## Task inputs
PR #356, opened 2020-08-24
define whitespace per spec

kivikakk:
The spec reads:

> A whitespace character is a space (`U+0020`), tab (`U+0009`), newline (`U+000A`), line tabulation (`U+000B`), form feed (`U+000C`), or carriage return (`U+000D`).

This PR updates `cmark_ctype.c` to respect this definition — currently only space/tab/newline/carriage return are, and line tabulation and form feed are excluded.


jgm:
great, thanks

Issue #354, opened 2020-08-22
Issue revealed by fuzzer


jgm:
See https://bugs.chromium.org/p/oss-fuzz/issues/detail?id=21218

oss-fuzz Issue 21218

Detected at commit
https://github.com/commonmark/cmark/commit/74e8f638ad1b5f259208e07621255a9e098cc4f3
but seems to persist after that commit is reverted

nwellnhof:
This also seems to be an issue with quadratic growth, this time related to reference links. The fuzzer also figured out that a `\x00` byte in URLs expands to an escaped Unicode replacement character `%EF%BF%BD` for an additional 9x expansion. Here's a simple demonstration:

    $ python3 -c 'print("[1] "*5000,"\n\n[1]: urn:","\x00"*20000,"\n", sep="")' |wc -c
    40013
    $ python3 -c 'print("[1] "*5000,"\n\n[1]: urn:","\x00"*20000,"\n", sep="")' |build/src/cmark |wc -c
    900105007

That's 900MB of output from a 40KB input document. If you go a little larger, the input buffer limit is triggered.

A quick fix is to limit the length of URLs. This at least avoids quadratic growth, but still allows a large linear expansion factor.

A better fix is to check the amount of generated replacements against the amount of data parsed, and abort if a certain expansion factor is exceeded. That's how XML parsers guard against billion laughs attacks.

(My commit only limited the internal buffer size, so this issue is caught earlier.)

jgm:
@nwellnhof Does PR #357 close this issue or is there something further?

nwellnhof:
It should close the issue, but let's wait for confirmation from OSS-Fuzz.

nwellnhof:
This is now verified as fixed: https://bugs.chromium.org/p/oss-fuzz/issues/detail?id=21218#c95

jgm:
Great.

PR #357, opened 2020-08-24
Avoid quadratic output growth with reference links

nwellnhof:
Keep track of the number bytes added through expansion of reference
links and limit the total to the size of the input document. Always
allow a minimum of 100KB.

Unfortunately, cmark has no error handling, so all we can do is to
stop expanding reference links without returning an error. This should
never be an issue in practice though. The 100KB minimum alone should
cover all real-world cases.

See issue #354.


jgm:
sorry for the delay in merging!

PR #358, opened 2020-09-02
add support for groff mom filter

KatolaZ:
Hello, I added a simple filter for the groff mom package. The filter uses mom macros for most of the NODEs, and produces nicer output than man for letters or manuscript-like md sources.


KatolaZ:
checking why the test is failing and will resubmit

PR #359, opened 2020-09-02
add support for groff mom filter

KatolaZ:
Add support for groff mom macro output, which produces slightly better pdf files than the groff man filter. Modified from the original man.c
==
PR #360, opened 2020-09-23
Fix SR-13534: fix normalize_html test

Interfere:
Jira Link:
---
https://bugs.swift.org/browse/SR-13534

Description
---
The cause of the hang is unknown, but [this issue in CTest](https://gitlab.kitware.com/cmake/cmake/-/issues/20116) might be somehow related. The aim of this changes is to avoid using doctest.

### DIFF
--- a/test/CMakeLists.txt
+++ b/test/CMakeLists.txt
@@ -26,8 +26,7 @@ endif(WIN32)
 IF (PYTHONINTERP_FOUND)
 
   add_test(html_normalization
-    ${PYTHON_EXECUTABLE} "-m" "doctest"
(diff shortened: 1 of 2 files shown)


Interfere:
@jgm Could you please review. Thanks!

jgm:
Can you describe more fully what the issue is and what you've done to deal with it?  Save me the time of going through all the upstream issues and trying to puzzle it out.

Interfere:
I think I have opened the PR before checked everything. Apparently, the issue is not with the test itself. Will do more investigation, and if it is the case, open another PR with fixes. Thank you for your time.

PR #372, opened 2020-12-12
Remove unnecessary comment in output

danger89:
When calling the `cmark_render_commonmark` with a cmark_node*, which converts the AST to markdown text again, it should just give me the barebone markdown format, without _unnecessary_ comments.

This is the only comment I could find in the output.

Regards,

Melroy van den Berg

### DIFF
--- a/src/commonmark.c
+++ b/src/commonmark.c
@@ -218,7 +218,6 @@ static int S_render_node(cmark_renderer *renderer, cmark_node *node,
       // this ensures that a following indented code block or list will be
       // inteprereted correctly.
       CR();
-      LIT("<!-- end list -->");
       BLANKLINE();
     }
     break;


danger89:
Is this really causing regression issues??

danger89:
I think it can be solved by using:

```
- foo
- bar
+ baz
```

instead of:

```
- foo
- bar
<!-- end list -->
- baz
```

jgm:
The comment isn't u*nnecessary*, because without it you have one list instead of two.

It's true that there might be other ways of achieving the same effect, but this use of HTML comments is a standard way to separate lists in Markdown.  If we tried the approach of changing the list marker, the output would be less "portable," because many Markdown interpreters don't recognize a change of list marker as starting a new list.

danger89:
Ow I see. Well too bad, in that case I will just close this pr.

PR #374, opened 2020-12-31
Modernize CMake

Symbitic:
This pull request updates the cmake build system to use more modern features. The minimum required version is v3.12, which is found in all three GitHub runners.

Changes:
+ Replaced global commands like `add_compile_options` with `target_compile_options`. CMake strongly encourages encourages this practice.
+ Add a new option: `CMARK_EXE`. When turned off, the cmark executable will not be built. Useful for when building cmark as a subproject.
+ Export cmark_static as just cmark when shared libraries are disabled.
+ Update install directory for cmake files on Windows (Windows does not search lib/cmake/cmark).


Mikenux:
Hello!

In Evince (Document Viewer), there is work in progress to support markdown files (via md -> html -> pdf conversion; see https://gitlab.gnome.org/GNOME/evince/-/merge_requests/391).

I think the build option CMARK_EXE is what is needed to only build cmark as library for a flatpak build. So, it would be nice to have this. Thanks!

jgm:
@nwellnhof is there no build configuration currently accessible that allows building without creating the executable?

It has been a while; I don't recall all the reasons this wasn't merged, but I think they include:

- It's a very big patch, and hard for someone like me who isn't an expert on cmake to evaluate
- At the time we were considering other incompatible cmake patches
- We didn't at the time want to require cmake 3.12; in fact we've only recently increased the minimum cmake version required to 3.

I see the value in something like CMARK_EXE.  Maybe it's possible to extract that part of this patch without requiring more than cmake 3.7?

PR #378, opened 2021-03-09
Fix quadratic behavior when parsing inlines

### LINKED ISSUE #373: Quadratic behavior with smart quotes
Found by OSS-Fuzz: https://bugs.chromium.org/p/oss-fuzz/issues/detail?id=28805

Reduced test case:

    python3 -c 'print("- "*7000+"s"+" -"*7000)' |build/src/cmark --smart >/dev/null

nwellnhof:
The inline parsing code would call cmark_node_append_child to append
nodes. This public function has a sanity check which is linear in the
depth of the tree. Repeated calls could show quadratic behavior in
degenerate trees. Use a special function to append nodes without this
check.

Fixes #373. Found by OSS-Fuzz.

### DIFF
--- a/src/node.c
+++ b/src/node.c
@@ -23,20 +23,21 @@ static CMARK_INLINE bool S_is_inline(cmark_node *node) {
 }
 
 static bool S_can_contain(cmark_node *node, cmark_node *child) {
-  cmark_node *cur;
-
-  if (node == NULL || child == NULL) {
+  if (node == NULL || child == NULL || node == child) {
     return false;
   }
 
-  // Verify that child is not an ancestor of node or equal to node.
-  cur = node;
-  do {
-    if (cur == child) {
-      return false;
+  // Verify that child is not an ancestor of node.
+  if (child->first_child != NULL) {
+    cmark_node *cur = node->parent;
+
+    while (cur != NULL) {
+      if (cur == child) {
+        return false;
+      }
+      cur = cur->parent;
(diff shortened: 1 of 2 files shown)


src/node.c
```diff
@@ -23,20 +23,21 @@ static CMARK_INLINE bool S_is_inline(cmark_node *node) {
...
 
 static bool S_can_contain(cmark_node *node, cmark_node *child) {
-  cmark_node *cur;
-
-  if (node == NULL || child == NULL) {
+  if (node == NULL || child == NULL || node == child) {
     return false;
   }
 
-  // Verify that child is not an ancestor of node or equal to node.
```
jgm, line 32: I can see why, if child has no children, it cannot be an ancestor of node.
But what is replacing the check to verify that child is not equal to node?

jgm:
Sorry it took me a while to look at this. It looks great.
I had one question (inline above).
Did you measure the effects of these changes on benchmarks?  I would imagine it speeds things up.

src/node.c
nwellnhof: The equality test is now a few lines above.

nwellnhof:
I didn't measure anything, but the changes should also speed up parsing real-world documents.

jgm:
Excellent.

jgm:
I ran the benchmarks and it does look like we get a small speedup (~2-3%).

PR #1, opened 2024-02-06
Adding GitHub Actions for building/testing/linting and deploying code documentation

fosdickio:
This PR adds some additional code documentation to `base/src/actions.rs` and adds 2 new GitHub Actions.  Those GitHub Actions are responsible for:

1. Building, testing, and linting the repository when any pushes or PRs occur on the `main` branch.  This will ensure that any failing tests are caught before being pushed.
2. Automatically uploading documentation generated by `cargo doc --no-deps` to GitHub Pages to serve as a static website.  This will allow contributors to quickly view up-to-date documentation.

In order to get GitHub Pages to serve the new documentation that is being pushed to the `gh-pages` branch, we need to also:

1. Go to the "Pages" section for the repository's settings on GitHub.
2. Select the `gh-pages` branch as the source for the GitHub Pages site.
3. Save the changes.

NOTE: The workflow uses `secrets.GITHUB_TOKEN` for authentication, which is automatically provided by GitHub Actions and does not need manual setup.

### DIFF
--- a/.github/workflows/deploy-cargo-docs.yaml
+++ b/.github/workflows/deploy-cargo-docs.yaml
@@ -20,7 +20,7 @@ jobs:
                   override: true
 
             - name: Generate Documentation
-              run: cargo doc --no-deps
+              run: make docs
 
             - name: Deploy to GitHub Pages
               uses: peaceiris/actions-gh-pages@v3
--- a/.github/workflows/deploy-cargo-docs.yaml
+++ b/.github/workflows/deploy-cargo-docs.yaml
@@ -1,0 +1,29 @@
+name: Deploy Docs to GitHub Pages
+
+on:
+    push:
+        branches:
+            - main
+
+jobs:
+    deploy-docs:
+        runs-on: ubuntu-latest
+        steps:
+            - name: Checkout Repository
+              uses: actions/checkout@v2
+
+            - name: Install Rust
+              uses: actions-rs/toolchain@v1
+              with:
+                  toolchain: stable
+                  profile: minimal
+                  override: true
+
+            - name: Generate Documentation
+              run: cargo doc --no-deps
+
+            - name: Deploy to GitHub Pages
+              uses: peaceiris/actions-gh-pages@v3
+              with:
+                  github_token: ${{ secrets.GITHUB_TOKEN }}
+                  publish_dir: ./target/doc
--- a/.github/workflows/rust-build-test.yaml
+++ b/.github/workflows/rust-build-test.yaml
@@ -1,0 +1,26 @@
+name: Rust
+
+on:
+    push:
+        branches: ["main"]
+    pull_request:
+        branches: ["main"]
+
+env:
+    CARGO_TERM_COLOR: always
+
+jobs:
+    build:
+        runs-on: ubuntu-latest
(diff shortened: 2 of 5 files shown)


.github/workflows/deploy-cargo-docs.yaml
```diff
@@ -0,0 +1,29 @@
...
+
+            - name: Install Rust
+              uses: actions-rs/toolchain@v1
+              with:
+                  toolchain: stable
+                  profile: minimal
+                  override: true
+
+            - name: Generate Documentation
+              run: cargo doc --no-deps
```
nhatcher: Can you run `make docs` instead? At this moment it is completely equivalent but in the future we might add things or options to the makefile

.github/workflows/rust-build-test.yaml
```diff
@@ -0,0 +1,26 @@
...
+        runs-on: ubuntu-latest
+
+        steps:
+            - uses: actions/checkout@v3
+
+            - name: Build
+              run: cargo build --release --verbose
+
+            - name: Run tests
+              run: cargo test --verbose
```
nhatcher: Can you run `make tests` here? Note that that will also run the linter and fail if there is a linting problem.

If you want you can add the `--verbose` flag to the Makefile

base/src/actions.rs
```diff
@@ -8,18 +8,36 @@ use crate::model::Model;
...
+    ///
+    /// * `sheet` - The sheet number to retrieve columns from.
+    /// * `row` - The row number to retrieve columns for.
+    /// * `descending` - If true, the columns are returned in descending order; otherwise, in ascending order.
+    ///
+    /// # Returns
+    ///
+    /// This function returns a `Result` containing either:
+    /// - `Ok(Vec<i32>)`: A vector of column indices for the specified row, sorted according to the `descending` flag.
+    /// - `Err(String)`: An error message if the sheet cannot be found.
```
==
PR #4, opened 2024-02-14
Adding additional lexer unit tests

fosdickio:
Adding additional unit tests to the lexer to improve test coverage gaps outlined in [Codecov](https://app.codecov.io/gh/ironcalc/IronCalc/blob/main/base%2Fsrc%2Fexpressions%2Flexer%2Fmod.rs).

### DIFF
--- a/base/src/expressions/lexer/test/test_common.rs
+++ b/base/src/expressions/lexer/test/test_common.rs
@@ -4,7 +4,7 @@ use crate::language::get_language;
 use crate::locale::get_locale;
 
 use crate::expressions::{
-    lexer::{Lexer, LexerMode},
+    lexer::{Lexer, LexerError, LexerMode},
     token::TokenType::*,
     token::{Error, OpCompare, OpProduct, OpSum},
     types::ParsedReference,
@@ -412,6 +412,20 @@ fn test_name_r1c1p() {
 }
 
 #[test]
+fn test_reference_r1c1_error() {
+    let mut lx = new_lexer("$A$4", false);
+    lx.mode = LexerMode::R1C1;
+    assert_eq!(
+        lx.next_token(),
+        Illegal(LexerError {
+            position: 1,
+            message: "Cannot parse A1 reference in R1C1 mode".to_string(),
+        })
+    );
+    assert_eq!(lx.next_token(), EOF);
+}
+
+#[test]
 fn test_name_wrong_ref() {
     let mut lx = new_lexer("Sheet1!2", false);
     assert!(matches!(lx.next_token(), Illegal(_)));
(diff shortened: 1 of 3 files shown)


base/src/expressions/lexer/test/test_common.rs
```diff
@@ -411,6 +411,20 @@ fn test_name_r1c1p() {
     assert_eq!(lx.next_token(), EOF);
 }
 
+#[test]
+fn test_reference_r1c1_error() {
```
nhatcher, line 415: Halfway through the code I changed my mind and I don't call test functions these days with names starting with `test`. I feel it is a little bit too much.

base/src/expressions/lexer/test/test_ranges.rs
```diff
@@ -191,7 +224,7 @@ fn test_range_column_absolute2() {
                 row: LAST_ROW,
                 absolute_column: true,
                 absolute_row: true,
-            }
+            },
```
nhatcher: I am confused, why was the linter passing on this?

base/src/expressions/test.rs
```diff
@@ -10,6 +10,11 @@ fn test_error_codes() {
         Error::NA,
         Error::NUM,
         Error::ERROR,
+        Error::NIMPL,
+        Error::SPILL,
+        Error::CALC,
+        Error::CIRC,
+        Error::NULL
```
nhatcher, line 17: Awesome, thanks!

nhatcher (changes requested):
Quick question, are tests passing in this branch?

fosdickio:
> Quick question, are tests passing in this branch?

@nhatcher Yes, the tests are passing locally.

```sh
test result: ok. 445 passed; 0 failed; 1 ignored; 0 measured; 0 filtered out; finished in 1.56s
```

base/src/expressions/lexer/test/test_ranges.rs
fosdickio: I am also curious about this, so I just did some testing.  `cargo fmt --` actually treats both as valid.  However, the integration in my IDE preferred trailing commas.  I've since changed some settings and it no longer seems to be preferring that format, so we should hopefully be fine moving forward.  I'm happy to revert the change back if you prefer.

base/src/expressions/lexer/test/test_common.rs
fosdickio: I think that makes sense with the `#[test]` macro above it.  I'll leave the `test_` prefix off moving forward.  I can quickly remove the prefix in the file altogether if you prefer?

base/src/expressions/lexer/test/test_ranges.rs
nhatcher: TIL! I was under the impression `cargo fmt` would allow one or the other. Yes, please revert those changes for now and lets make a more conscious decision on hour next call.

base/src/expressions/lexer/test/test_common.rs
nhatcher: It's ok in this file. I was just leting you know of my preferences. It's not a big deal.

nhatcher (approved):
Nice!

## Work to be completed
Check each line above for the string "more", then copy the ones that have it.

## Task response
Can you describe more fully what the issue is and what you've done to deal with it?  Save me the time of going through all the upstream issues and trying to puzzle it out.
I think I have opened the PR before checked everything. Apparently, the issue is not with the test itself. Will do more investigation, and if it is the case, open another PR with fixes. Thank you for your time.
This pull request updates the cmake build system to use more modern features. The minimum required version is v3.12, which is found in all three GitHub runners.
I see the value in something like CMARK_EXE.  Maybe it's possible to extract that part of this patch without requiring more than cmake 3.7?
nhatcher: TIL! I was under the impression `cargo fmt` would allow one or the other. Yes, please revert those changes for now and lets make a more conscious decision on hour next call.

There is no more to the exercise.